WHAT THE EXERCISE ASKS: Whenever a line below mentions the word "support", that line should be copied.

DATA EXCERPTS:
PR #7412, opened 2025-12-18
Add instrumentation for contextual logging to include service provider keys

deads2k:
We will use this to correlate our logs and have more efficient debugging capability between teams

/assign @sjenning 

if this is agreeable, I'll search out all controllers and update them.  There will likely be a followup later to log using JSON so we can more easily extract the keys.


hypershift-operator/controllers/hostedcluster/hostedcluster_controller.go
```diff
@@ -332,6 +330,22 @@ func pauseHostedControlPlane(ctx context.Context, c client.Client, hcp *hyperv1.
 	return nil
 }
 
+// addAnnotationContext takes annotations, extracts context desired by the service provider, and adds that context to the logger.
+// This is useful when the service provider has keys like resourceGroupName, resourceName, hcpClusterName, clusterServiceID
+// and wants to be able to select all log lines that contain those keys.
+// We use annotations because they can hold more values and are applicable to all resource types.
+func addAnnotationContext(log logr.Logger, annotations map[string]string) logr.Logger {
```
deads2k: Per Cesar, move to support/logcontext

PR #7417, opened 2025-12-22
OCPBUGS-65687: fix(controlplane-component): prevent informer creation for unused platform resources

muraee:

When components use .WithPredicate() (e.g., azure-cloud-controller-manager), non-matching platforms trigger cleanup mode which calls Client.Get() to check for existing resources before deletion. For platform-specific resource types like SecretProviderClass, this causes controller-runtime to create informers that continuously LIST/WATCH resources that will never exist on non-Azure platforms.

Track whether resources have been successfully applied and skip delete operations entirely for resources that were never created, avoiding the Client.Get() call that triggers unnecessary informer creation.

Fixes 

## Checklist:

## Summary by CodeRabbit

* **Bug Fixes**
  * Improved component state tracking to prevent deletion attempts on resources that haven't been successfully applied.
  * Enhanced deletion logic to safely handle unapplied resources and avoid deletion errors.

### DIFF
--- a/support/controlplane-component/controlplane-component.go
+++ b/support/controlplane-component/controlplane-component.go
@@ -144,6 +144,9 @@ type controlPlaneWorkload[T client.Object] struct {
 
 	customOperandsRolloutCheck   func(cpContext WorkloadContext) (bool, error)
 	monitorOperandsRolloutStatus bool
+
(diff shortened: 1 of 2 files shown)


muraee:
superseded by https://github.com/openshift/hypershift/pull/7819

EXERCISE RESULT:
deads2k: Per Cesar, move to support/logcontext
--- a/support/controlplane-component/controlplane-component.go
+++ b/support/controlplane-component/controlplane-component.go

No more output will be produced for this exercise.